WORK REQUIRED:
Everything from the line containing "We generally use" through the line containing "PR #18093, opened 2023-10-18" should be repeated exactly, and nothing else from the data.

DATA FOR THIS EXERCISE:
PR #17976, opened 2023-10-09
defold-alpha: update `livecheck`

miccal:
Same as https://github.com/Homebrew/homebrew-cask/pull/157165

### DIFF
--- a/Casks/defold-alpha.rb
+++ b/Casks/defold-alpha.rb
@@ -10,10 +10,21 @@ cask "defold-alpha" do
   desc "Game engine for development of desktop, mobile and web games"
   homepage "https://defold.com/"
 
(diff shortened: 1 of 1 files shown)


samford (commented):
We generally use the `GithubReleases` strategy these days when we need to check multiple releases like this. [Since these casks use unstable versions (some of which are marked as "pre-release" on GitHub), these would need a `strategy` block to opt out of the strategy's default pre-release filtering.]

If you're on board with this, I can push a commit to this and the `defold-beta` PR to update the `livecheck` blocks to use the strategy.

miccal:
Please go ahead @samford., thanks.

p-linnane (approved):

PR #18093, opened 2023-10-18
android-studio-preview-canary: update `conflicts_with` and remove `depends_on`

miccal:
The `android-studio-preview-canary` and `android-studio-preview-beta` Casks often drop the `Preview` from the `app` name (see for example https://github.com/Homebrew/homebrew-cask-versions/pull/18069), so to be on the safe side I suggest we make all three `android-studio` Casks conflict with each other.

Also, the `LSMinimumSystemVersion` in the `plist` is macOS 10.8, so removing the `depends_on`.

### DIFF
--- a/Casks/android-studio-preview-canary.rb
+++ b/Casks/android-studio-preview-canary.rb
@@ -17,8 +17,10 @@ cask "android-studio-preview-canary" do
   end
 
   auto_updates true
-  conflicts_with cask: "android-studio-preview-beta"
-  depends_on macos: ">= :high_sierra"
+  conflicts_with cask: [
+    "android-studio",
+    "android-studio-preview-beta",
+  ]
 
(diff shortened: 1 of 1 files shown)


p-linnane (approved):

louis993546:
Is there another way to solve the `Casks often drop the Preview from the app name ` issue without making these 3 all mutually exclusive? Cause being able to switch between difference versions of AS is not that unusual  (at least IMO), e.g. [different project uses different Android Gradle Plugin version, which depends on different versions of Android Studio](https://developer.android.com/build/releases/gradle-plugin#android_gradle_plugin_and_android_studio_compatibility).

bevanjkay:
We could consider always renaming the preview version to `Android Studio Preview.app` using the `target` parameter.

RESPONSE:
We generally use the `GithubReleases` strategy these days when we need to check multiple releases like this. [Since these casks use unstable versions (some of which are marked as "pre-release" on GitHub), these would need a `strategy` block to opt out of the strategy's default pre-release filtering.]

If you're on board with this, I can push a commit to this and the `defold-beta` PR to update the `livecheck` blocks to use the strategy.

miccal:
Please go ahead @samford., thanks.

p-linnane (approved):

PR #18093, opened 2023-10-18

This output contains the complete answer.